> [Activity]:
For each line of the data below, test for "changes". Report only the number of lines that pass.

> [Given information]:

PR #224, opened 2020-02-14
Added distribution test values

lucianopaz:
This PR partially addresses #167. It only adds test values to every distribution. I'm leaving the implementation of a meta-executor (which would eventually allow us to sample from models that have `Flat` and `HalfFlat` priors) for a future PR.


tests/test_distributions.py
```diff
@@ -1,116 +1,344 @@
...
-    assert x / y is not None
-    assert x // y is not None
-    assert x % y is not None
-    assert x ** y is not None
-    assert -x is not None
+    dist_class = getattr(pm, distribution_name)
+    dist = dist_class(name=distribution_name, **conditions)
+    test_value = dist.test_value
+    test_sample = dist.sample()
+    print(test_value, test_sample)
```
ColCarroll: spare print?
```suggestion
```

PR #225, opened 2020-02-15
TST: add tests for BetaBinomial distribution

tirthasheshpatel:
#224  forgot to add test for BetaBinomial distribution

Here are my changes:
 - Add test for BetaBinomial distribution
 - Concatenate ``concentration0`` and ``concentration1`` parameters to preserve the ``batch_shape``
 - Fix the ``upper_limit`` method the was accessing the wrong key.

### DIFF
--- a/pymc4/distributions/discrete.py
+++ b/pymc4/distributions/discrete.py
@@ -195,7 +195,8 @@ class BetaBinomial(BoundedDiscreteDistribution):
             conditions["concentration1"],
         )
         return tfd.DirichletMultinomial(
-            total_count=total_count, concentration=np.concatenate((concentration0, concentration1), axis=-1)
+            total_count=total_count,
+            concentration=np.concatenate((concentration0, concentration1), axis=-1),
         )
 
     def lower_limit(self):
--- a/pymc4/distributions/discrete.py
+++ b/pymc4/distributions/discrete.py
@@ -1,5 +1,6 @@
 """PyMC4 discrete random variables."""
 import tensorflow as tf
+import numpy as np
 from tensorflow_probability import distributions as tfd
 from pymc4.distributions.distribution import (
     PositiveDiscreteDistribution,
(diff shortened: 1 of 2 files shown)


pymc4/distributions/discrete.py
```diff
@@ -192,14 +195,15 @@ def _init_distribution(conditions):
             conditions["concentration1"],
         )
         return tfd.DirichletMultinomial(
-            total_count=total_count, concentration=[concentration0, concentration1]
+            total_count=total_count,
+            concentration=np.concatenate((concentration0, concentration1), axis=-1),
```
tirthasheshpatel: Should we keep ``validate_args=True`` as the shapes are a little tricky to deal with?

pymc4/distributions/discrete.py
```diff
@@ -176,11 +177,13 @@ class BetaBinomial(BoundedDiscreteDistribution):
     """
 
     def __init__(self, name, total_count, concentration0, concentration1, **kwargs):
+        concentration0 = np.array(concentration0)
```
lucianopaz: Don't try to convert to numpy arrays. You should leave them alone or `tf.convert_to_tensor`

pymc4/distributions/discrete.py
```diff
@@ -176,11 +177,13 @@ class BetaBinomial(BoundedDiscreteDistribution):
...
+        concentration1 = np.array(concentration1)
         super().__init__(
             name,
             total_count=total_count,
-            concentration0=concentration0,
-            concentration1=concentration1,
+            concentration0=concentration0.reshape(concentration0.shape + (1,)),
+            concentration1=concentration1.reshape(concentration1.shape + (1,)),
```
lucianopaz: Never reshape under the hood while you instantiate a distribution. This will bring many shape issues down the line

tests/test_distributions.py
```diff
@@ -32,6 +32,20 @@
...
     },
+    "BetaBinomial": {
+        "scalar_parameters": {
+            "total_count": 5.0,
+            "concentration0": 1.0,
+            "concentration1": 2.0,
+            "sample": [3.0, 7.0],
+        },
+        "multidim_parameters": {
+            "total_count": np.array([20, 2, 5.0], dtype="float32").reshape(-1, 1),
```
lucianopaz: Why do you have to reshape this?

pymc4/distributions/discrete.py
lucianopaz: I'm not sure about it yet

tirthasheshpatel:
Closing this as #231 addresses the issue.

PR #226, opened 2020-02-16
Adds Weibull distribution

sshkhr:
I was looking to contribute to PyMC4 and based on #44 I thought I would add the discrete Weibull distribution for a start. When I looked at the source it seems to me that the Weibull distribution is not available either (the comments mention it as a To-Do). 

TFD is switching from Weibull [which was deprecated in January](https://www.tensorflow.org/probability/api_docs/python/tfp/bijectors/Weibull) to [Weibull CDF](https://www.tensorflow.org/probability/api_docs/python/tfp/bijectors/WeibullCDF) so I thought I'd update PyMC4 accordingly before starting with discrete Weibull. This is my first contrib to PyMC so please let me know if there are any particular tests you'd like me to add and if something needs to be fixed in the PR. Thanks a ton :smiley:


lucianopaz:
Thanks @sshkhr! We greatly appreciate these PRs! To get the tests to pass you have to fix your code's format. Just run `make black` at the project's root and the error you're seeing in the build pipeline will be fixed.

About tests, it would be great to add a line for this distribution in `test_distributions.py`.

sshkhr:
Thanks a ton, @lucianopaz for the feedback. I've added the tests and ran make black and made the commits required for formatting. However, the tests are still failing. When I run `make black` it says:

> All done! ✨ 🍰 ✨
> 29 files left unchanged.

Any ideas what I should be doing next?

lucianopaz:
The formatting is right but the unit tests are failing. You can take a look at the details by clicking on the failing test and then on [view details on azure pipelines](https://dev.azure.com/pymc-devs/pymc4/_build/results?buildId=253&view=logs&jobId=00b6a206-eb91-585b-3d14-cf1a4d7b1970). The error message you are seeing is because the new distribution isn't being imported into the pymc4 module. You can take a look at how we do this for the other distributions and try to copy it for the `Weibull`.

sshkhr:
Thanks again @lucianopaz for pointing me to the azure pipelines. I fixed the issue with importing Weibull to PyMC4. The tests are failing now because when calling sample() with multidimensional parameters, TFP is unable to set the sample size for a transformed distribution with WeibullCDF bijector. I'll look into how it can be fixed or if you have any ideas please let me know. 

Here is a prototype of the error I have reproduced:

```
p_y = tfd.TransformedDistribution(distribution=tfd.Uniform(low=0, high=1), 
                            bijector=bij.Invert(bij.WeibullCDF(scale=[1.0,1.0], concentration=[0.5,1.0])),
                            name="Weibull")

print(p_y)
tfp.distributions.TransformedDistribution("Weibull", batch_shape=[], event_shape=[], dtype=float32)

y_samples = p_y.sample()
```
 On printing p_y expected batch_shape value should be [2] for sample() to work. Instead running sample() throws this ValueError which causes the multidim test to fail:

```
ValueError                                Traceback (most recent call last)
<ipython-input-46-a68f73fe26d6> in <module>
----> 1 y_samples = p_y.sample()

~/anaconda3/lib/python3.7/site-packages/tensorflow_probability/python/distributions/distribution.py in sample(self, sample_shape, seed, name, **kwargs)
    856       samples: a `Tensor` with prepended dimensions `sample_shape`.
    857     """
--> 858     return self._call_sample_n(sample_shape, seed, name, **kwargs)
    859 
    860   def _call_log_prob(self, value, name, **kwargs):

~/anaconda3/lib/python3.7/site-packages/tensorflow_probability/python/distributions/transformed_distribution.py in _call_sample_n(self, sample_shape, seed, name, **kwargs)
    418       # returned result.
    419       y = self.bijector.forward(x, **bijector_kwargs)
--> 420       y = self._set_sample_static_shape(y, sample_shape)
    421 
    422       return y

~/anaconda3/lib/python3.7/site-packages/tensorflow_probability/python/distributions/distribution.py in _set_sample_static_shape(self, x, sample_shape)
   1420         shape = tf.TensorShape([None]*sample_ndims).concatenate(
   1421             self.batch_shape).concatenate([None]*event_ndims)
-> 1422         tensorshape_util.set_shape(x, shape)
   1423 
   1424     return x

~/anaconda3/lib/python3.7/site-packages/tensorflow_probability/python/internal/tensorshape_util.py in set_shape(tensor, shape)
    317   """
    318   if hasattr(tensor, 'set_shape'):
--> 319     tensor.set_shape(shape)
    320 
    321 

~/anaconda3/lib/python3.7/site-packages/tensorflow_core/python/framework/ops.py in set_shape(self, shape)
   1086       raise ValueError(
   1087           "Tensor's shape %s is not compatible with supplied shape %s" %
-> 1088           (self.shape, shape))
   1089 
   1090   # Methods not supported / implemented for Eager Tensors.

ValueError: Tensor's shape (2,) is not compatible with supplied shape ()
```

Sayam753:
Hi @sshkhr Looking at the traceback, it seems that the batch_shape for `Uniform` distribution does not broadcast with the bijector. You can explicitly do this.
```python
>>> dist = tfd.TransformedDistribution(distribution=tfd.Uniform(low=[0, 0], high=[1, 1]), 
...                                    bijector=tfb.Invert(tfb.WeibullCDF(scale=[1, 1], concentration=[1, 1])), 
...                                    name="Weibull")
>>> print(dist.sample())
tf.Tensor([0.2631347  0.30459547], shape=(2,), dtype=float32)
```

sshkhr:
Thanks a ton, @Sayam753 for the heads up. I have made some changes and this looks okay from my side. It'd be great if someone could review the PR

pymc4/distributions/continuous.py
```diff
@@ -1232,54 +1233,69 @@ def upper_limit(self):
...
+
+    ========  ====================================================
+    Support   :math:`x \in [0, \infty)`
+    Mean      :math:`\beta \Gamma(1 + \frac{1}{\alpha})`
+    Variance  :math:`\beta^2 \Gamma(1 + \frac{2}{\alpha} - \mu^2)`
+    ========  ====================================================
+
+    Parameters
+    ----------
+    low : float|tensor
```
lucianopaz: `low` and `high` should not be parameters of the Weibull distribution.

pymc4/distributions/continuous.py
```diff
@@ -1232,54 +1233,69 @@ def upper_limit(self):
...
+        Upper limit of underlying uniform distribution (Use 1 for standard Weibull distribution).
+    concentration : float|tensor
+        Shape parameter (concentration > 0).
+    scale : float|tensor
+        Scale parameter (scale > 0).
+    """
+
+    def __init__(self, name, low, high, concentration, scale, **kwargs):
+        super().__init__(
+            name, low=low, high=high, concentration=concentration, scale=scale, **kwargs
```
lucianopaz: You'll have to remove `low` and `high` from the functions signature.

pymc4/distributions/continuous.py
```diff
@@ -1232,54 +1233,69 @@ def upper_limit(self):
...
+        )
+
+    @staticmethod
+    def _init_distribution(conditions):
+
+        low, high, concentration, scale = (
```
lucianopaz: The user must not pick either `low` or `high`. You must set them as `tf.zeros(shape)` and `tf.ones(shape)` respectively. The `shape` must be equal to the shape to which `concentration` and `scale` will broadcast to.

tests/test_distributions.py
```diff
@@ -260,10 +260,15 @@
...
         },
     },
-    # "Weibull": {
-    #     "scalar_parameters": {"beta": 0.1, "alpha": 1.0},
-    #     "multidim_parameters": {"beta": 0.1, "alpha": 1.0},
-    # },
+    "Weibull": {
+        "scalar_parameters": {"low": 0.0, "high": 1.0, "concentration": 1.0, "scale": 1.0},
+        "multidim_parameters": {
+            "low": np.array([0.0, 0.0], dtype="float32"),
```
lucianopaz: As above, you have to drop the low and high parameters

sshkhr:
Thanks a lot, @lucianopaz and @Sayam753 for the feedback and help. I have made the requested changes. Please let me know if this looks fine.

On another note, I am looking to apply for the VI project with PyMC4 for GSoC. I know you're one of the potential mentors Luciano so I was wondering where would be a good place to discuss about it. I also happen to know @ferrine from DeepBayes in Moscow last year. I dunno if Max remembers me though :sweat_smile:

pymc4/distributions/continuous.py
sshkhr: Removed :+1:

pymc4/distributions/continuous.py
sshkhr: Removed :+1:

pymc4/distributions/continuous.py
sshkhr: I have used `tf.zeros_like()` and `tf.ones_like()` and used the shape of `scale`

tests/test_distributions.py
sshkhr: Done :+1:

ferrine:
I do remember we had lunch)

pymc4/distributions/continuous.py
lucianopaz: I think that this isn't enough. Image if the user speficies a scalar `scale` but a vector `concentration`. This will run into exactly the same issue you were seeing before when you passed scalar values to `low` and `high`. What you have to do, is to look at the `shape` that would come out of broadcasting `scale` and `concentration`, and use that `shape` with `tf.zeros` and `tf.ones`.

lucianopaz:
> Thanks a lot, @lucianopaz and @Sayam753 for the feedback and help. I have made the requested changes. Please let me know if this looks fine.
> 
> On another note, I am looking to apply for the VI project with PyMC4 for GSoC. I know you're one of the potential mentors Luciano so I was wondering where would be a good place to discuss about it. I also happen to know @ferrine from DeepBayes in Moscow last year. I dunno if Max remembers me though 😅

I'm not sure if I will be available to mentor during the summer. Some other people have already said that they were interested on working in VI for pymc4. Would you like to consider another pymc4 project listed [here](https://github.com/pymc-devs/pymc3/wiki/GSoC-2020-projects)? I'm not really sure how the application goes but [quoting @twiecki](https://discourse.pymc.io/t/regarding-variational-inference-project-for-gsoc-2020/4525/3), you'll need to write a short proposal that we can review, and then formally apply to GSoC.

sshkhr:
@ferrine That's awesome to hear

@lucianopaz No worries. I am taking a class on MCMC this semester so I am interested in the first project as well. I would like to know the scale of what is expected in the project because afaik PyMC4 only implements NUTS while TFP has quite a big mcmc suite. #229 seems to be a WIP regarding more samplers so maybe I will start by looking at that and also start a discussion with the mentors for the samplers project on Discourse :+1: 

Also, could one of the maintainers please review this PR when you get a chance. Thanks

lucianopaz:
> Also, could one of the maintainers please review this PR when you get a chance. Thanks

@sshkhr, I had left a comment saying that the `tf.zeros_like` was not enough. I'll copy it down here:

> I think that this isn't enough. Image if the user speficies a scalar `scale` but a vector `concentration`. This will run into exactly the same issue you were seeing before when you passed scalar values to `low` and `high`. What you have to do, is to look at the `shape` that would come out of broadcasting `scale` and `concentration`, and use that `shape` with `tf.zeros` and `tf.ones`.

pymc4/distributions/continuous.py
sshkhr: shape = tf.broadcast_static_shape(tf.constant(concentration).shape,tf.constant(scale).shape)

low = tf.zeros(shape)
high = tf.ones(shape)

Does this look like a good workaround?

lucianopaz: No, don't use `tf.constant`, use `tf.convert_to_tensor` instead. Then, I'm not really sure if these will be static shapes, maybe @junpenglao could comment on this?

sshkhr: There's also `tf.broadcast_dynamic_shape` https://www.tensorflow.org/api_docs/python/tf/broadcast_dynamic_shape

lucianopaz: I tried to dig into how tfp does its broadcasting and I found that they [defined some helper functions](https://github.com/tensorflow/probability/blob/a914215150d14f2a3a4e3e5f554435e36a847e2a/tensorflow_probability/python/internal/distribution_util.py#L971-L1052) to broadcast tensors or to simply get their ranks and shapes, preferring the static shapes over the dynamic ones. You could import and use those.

> [Expected answer]:
4